== Information given ==
# # # # # # #

PR #2748, opened 2019-11-14
Fix issue where phylo tree modal was closing when mouse left browser.

MarkAZhang:
# Description

PhyloTreeCreationModal was originally inside `<HoverActions>` so it would unmount whenever hoveractions unmounted (which happened on onMouseOut, which would trigger when the user moved their mouse out of the browser).

Moved the PhyloTreeCreationModal higher up in the component tree so this doesn't happen.

# Tests

* Verified that the bug no longer occurs.
* Verified that modal still behaves correctly.


MarkAZhang:
Thoughts on cherry-picking this to staging? Some of our users had noticed the issue.

cdebourcy:
> Thoughts on cherry-picking this to staging? Some of our users had noticed the issue.

Sounds like a good idea

PR #2751, opened 2019-11-15
[WIP] Switch nt_info to Berkeley DB

morsecodist:
**Do not merge** until I update the file in s3 and the index generation instructions.

# Description

This updates `nt_info.sqlite3` to the `.db` extension for use with the Berkeley DB format. I had to update it in a few places. It seems that staging does not have this field set in the database. This config seems to not have been updated by ActiveRecord so staging and production are not in sync. I created a migration that will update both staging and production to the appropriate value. 

There is also a hard-coded default that is used currently for staging. Since we are deprecating sqlite3 support for key-value stores I changed this default as well.

I also updated the create alignment config rake task.

# Tests

To test this I will update the files in s3 and the index generation instructions then run a sample with this configuration set on a machine. Then we can test a sample in staging after deployment.

### DIFF
--- a/db/migrate/20191115200413_update_nt_info_to_berkeley_db.rb
+++ b/db/migrate/20191115200413_update_nt_info_to_berkeley_db.rb
@@ -1,0 +1,7 @@
+class UpdateNtInfoToBerkeleyDb < ActiveRecord::Migration[5.1]
+  def change
+    AlignmentConfig.where(name: "2019-09-17").update_all(
+      s3_nt_info_db_path: "s3://idseq-database/alignment_data/2019-09-17/nt_info.db",
+    )
+  end
+end
--- a/app/models/pipeline_run_stage.rb
+++ b/app/models/pipeline_run_stage.rb
@@ -25,7 +25,7 @@ class PipelineRunStage < ApplicationRecord
   DAG_NAME_EXPERIMENTAL = "experimental".freeze
 
   # Older alignment configs might not have an s3_nt_info_db_path field, so use a reasonable default in this case.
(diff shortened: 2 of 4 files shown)


db/migrate/20191115200413_update_nt_info_to_berkeley_db.rb
```diff
@@ -0,0 +1,7 @@
+class UpdateNtInfoToBerkeleyDb < ActiveRecord::Migration[5.1]
+  def change
+    AlignmentConfig.where(name: "2019-09-17").update_all(
+      s3_nt_info_db_path: "s3://idseq-database/alignment_data/2019-09-17/nt_info.db",
```
cdebourcy: Conceptually, isn't that a new alignment config? I worry that by updating it (rather than creating a new one), we could lose documentation of how a sample was run. Although the reference files used are also reflected in the DAG JSON that gets produced, so maybe we just need to be aware that the DAG is the source of truth for how a sample was run, not the alignment config the pipeline_run is pointed to.

morsecodist: These configs should both be identical key value stores that are stored in a different format so the internal data should be the same. I know it has a different path so there may be some confusion, but I just wanted to make this clear.

We want to eliminate the sqlite3 dependency at runtime which means we no longer want to keep supporting this as per @boris-dimitrov 's cleanup initiatives. I also agree this is a good thing. The level of complexity we have introduced to do something conceptually simple is quite high. This will mean running with these older configs will break after this switch happens which is why I want to do this migration.

Also the dag JSON still will reference the file extension used so no information is lost.

jshoe:
@morsecodist is this one still in progress / should still be switched?

PR #2753, opened 2019-11-16
Fix issue where pipeline tab doesn't respect pipeline version.

MarkAZhang:
# Description

Fixes some issue where the pipeline tab doesn't respond to pipeline version.

The red boxes were regions that previously didn't respond to pipeline version.
Screen Shot 2019-11-15 at 4 12 09 PM

Also on the result folder and raw result folder pages:
Screen Shot 2019-11-15 at 4 13 27 PM

Screen Shot 2019-11-15 at 4 13 49 PM

# Tests
* Verified that all affected pages/endpoints now respect pipeline version, and the pipeline_version is propagated properly into various URLs.
* Wrote controller rspec test.

### DIFF
--- a/spec/controllers/samples_controller_spec.rb
+++ b/spec/controllers/samples_controller_spec.rb
@@ -12,15 +12,45 @@ RSpec.describe SamplesController, type: :controller do
     describe "GET raw_results_folder (nonadmin)" do
       it "can see raw results on the user's own samples" do
         project = create(:project, users: [@joe])
-        sample = create(:sample, project: project)
+        sample = create(:sample, project: project, user: @joe)
         get :raw_results_folder, params: { id: sample.id }
-        expect(response).to have_http_status :unauthorized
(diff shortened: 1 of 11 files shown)


spec/controllers/samples_controller_spec.rb
```diff
@@ -11,16 +11,46 @@
...
       end
+    end
 
-      it "cannot see raw results on another user's sample" do
+    describe "GET results_folder (nonadmin)" do
+      it "can see raw results on the user's own samples" do
         project = create(:project, users: [@joe])
         sample = create(:sample, project: project, user: @joe)
-        get :raw_results_folder, params: { id: sample.id }
+        get :results_folder, params: { id: sample.id }
```
cdebourcy: It seems like there is a mismatch here between "can see raw results" and the endpoint that's actually tested (results_folder, not raw_results_folder)

PR #2758, opened 2019-11-19
Fix issue with pipeline_version url param.

MarkAZhang:
Also update query-string package.

# Description

This fixes an issue where if you are looking at a report with pipeline_version=3.10, on refresh the pipeline_version becomes 3.1, because the value was being parsed as an integer.

To do this, we had to update the query-string package because the "parseNumbers" option wasn't added until a later version.

# Notes

Also updated the UrlQueryParser to not parse booleans and numbers by default. In the previous implementation, numbers and booleans were automatically parsed.

# Tests

* Verified that sample report url params still work.
* Verified that data discovery url params still work.

### DIFF
--- a/app/assets/src/helpers/url.js
+++ b/app/assets/src/helpers/url.js
@@ -26,10 +26,16 @@ export const parseUrlParams = () => {
     arrayFormat: "bracket",
   });
   for (var key in urlParams) {
-    try {
-      urlParams[key] = JSON.parse(urlParams[key]);
-    } catch (e) {
-      // pass
+    // Don't parse pipeline_version even though it looks like a number.
+    // 3.10 is different from 3.1
+    // TODO(mark): Switch to using UrlQueryParser instead.
+    if (key !== "pipeline_version") {
+      try {
+        // This parses booleans and numbers.
+        urlParams[key] = JSON.parse(urlParams[key]);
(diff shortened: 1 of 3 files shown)


MarkAZhang:
Held off on refactoring `helpers/url` to use `UrlQueryParser` (which would require refactoring the fillUrlParam code in PipelineSampleReport) because presumably the report page refactor would remove that code. If this isn't the case, happy to do the refactor.

app/assets/src/components/utils/UrlQueryParser.js
```diff
@@ -10,7 +10,10 @@ class UrlQueryParser {
   }
 
   parse(query) {
-    let params = QueryString.parse(query);
+    let params = QueryString.parse(query, {
+      parseNumbers: false,
```
tfrcarvalho: According to the github repo, these values are actually the default (https://github.com/sindresorhus/query-string#parsenumbers)... why did you need this?

tfrcarvalho: Also, UrlQueryParser is not used below, right?

MarkAZhang: Thanks for the catch regarding the defaults. Don't need to make a change in this file then.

# # # # # # #

== About this task ==
From the line holding "different from 3.1" to the last line of the material above, reproduce every line exactly, and only those.

== Result of this exercise ==
+    // 3.10 is different from 3.1
+    // TODO(mark): Switch to using UrlQueryParser instead.
+    if (key !== "pipeline_version") {
+      try {
+        // This parses booleans and numbers.
+        urlParams[key] = JSON.parse(urlParams[key]);
(diff shortened: 1 of 3 files shown)


MarkAZhang:
Held off on refactoring `helpers/url` to use `UrlQueryParser` (which would require refactoring the fillUrlParam code in PipelineSampleReport) because presumably the report page refactor would remove that code. If this isn't the case, happy to do the refactor.

app/assets/src/components/utils/UrlQueryParser.js
```diff
@@ -10,7 +10,10 @@ class UrlQueryParser {
   }
 
   parse(query) {
-    let params = QueryString.parse(query);
+    let params = QueryString.parse(query, {
+      parseNumbers: false,
```
tfrcarvalho: According to the github repo, these values are actually the default (https://github.com/sindresorhus/query-string#parsenumbers)... why did you need this?

tfrcarvalho: Also, UrlQueryParser is not used below, right?

MarkAZhang: Thanks for the catch regarding the defaults. Don't need to make a change in this file then.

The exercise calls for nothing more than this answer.